The most common cause of dislocations are indirect mechanism injuries - violent movements that exceed the functional capabilities of the joints. In this case, as a rule, the joint capsule is torn, partially the ligamentous apparatus, and the surrounding soft tissues are injured.
Symptoms of dislocation
Among the joints of the extremities, the shoulder joint is most susceptible to dislocation. Damage to arteries and nerves during dislocations is uncommon, but the risk of their occurrence exists (for example, with dislocations in the knee, elbow joints or hip joint dislocation), especially with delayed reduction of the dislocation.
Traumatic dislocation is accompanied by an extensive rupture of the joint capsule, rupture or tear of tendons, less often by rupture or compression of blood vessels and nerves. Clinical manifestations of injury are typical: pain; swelling, bruising, dysfunction of the limb. Characteristic features of this type of injury are: change in the shape of the joint, its contours are smoothed out; a depression is palpated at the site of one of the articular ends; an attempt at passive movements in the joint causes a sharp increase in pain, a springy resistance is felt.
In clinical practice, the most common are hip dislocations, which are congenital, shoulder dislocations, mostly habitual, and subluxation of the head of the radial bone in children when the child's arm is suddenly pulled by an adult who is leading him (Chassaignac dislocation).

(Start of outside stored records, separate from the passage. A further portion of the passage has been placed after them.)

PR #2001, opened 2023-05-14
 Make consistent BaseValue and BaseLine across BarSeries, LinearBarSeries, and HistogramSeries

VisualMelon:
Having merged #1942 (from which all of this work is derived), this makes the BaseValue and BaseLine consistent across all the 'bar-type' series, and exposes the `ActualBaseLine` as a `{ public get; protected set; }` property.

### Checklist

### Changes
 - All 3 series have consistent support for negative values, determined by a `BaseValue` that defaults to zero.
 - Fixes issues with rendering against log axes by explicit detection and use of `YAxis.ClipMinimum` to clamp to end of plot
 - All 3 series have consistent support for a `BaseLine` which is included in the Y-axis: important for log-axes which extend to infinity that they have a sensisble 'reference' baseline. When `NaN`, actual value is derived for log-axes by dividing the smallest value by 10 (to give some padding to log plots: better ideas welcome (e.g. depend on range of values and base of axis?): computed values is exposed as `ActualBaseLine`

@oxyplot/admins

### DIFF
--- a/Source/OxyPlot/Series/BarSeries/BarSeries.cs
+++ b/Source/OxyPlot/Series/BarSeries/BarSeries.cs
@@ -467,8 +467,8 @@ namespace OxyPlot.Series
                     this.Manager.SetCurrentBaseValue(stackIndex, categoryIndex, value < 0, topValue);
                 }
 
-                var clampBase = this.YAxis.IsLogarithmic() && !this.YAxis.IsValidValue(baseValue);
-                var p1 = this.Transform(clampBase ? this.YAxis.ClipMinimum : baseValue, categoryValue);
+                var clampBase = this.XAxis.IsLogarithmic() && !this.XAxis.IsValidValue(baseValue);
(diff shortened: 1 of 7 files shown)


Source/OxyPlot/Series/BarSeries/BarSeries.cs
```diff
@@ -295,14 +344,14 @@ protected override bool IsValid(BarItem item)
...
-        /// <param name="baseValue">The bar item base value.</param>
+        /// <param name="BaseValue">The bar item base value.</param>
         /// <param name="topValue">The bar item top value.</param>
         /// <param name="categoryValue">The bar item category value.</param>
         /// <param name="categoryEndValue">The bar item category end value.</param>
         protected void RenderLabel(
             IRenderContext rc,
             BarItem item,
-            double baseValue,
+            double BaseValue,
```
Jonarw: The capital 'B' is probably an accident?

VisualMelon: Fixed, and rebased on develop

Symptoms of dislocation include pain, swelling, joint deformity, and inability to move. Diagnosis is confirmed by radiography. Treatment usually consists of closed reduction as soon as possible; this requires sedation and analgesia and sometimes general anesthesia. The condition of the vessels and nerves is assessed before and after reduction. If closed reduction is unsuccessful, open surgery is indicated.
Classification
Dislocation is classified as follows:
- By origin, dislocation is divided into: acute traumatic (the first 3 dislocations in the same joint, documented by radiographs); habitual traumatic dislocation after three acute traumatic ones; congenital, as a consequence of birth trauma; pathological dislocation in diseases and oncological processes in the joint area.

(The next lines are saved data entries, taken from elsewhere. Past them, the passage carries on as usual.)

PR #1920, opened 2022-08-16
Tidy up, modernise code and VS cleanup

BobLd:
### Checklist
- [x] I have included examples or tests (no need)
- [x] I have updated the change log
- [x] I am listed in the CONTRIBUTORS file
- [x] I have cleaned up the commit history (use rebase and squash)

### Changes proposed in this pull request:
- Tidy up, modernise code and VS cleanup (was previously in #1836)

@oxyplot/admins

PR #2016, opened 2023-07-19
Removed nesting levels in several places through block-scoped `using`s

Lehonti:
This is just reformatting for increased readability, so it should be quite safe

### DIFF
--- a/Source/Examples/ExampleGenerator/Program.cs
+++ b/Source/Examples/ExampleGenerator/Program.cs
@@ -90,11 +90,9 @@ namespace ExampleGenerator
             {
                 fileName = Path.ChangeExtension(fileName, ".pdf");
                 Console.WriteLine(fileName);
-                using (var stream = File.Create(fileName))
-                {
-                    var exporter = new PdfExporter { Width = 600d * 72 / 96, Height = 400d * 72 / 96 };
-                    exporter.Export(model, stream);
-                }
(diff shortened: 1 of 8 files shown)


Jonarw:
In general I think this is a good idea, and I am certainly not opposed to it. However I was planning to work on consolidating our code style (as a continuation of #1920) based on an updated .editorconfig in the near future, and I think it might be nice to have all style changes in one PR then.

Lehonti:
I understand. This is the corresponding rule:

https://learn.microsoft.com/en-us/dotnet/fundamentals/code-analysis/style-rules/ide0063

Not sure if it's a good idea to have the IDE enforce that rule, as in some cases the old syntax may be preferred.

VisualMelon:
I'm also not opposed to these specific changes, and I agree that in some cases the old style may be preferred (obviously you've identified situations where the scope is unchanged, which presumably the editor rule will not). I'd be happy to leave this unspecified in the editor config and for us to decide on a case-by-case basis, but I don't have any strong opinions about this.

Jonarw:
Yes, actually the automatic refactoring in VS based in the .editorconfig rule will only highlight and change `using`-blocks where this will not change the scope.

VisualMelon:
In that case, I agree we should hold this and do everything all at once with an agreeable editor config.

- By volume, dislocation is divided into: complete, when a total discrepancy in the position of the articular surfaces is formed; partial (subluxation), when contact is limited, but remains.
- By localization: the lower segment of the limb is indicated (for example, in case of dislocation in the shoulder joint - shoulder dislocation, in the elbow joint - forearm dislocation, in the hip joint - hip dislocation, etc. Only dislocation of the vertebrae is designated by the overlying vertebra (for example, in case of dislocation in the area of the first cervical vertebra, the diagnosis is defined as a dislocation of the head; in case of dislocation between the 12th thoracic and 1st lumbar vertebrae - dislocation of the 12th thoracic vertebra).

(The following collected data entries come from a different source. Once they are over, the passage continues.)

Issue #2017, opened 2023-07-21
Consolidating Code Style


Jonarw:
This issue is meant to be a follow-up to #1920. I think it is a good idea in general to consolidate our code base in terms of code style. Additionally, I think it would also be good to make it easier for future contributions to adhere to our style conventions - which mostly means that VS should automatically highlight places where these are violated.

Therefore, I would like to start the discussion by updating our .editorconfig file with more rules (will make a Draft PR soon).
This is obviously heavily influenced by my personal preferences, though I think must stuff is in line with the more or less unwritten conventions we had until now. But of course everything is up for debate!

After initial discussion on the .editorconfig, I would start by applying the rules to a portion of the codebase to get a feel on how it will look. Once we're happy, we can implement the changes on the whole code base.

A couple of comments on specific code style aspects:

- File-scoped namespaces
Generally I am a fan of these, as it saves one level of indentation pretty much everywhere. However, this change would result in changes to pretty much every line of code. Therefore I would propose to leave this as-is for now, and maybe make this into an isolated follow-up PR after the rest of the style changes are finished.

- `<inheritdoc />`
I would propose to change the documentation to `<inheritdoc />` where this is obviously possible (e.g. overridden functions). This requires a bit of manual work, but I think makes code more readable overall.

- New Language features
Do we want to upgrade to a newer Language version to be able to take advantage of some of the new features? Notable style-related things would be `new()`, pattern matching, `default` and probably some other stuff I am not thinking of right now. Adding PolySharp (as mentioned by HavenDV recently) would also enable us to use things like `Index`es and `ValueTuple`s, which would be nice I guess.

VisualMelon:
Thanks for writing this up properly. On those three points:

 - I'd agree we should leave the namespaces as-is for the time being.
 - I'm not convinced `<inheritdoc />` makes things more readable, but I do think it should be used when there is no additional information to be provided in an implementing/inheriting method. If this can't be automated reliably, then I think it should be considered low priority.
 - Based on the recent discussion, I'm happy for us to bump the C# version, but equally not fussed if it's deemed problematic at all. I'd oppose adding PolySharp, because it's another third-party dependency we force onto consumers... and without `ValueTuple`, I don't have to argue against the use of `ValueTuple` every time someone uses it in a way I don't like ;)

Jonarw:
[...]

PR #2018, opened 2023-07-21
Consolidating Code Style

Jonarw:
See Discussion in #2017.

### Checklist

- For now: Add an .editorconfig file as a discussion starter

Also adding a couple of screenshots for a more convenient display of the settings:
image
image
image

@oxyplot/admins


VisualMelon:
Initial thoughts:
 - We might want to make "require `this`" more than a suggestion, as @objorke was always pretty strict on this
 - I'm not wild about the `var` sugestions. In particular, I think we should disable the "For built-in types" and "Elsewhere" suggestions, so it's only a suggestion "where apparent".
 - As long as `ValueTuple` isn't available, we should disable "Prefer tuple swap"
 - I'd prefer we didn't have the "Use expression body for accessors" suggestion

- Depending on the duration from the moment of injury, dislocations are divided into: fresh (up to 3 days); stale (up to 3-4 weeks); old (more than a month).
- Based on damage to the skin, dislocations are divided into closed and open.
The so-called fracture-dislocations are especially distinguished, when there is a bone fracture in the area of the intra-articular capsule and a dislocation (or subluxation of the head of the bone). Most often, this dislocation is noted in the shoulder, ankle, elbow, and wrist joints. A fracture-dislocation in the hip joint can be of two types: simple, when there is a fracture of the femoral neck and its dislocation; and a central fracture-dislocation, when there is a fracture of the acetabulum, through which the head of the femur (there may or may not be a fracture of the femur) is wedged into the pelvic cavity.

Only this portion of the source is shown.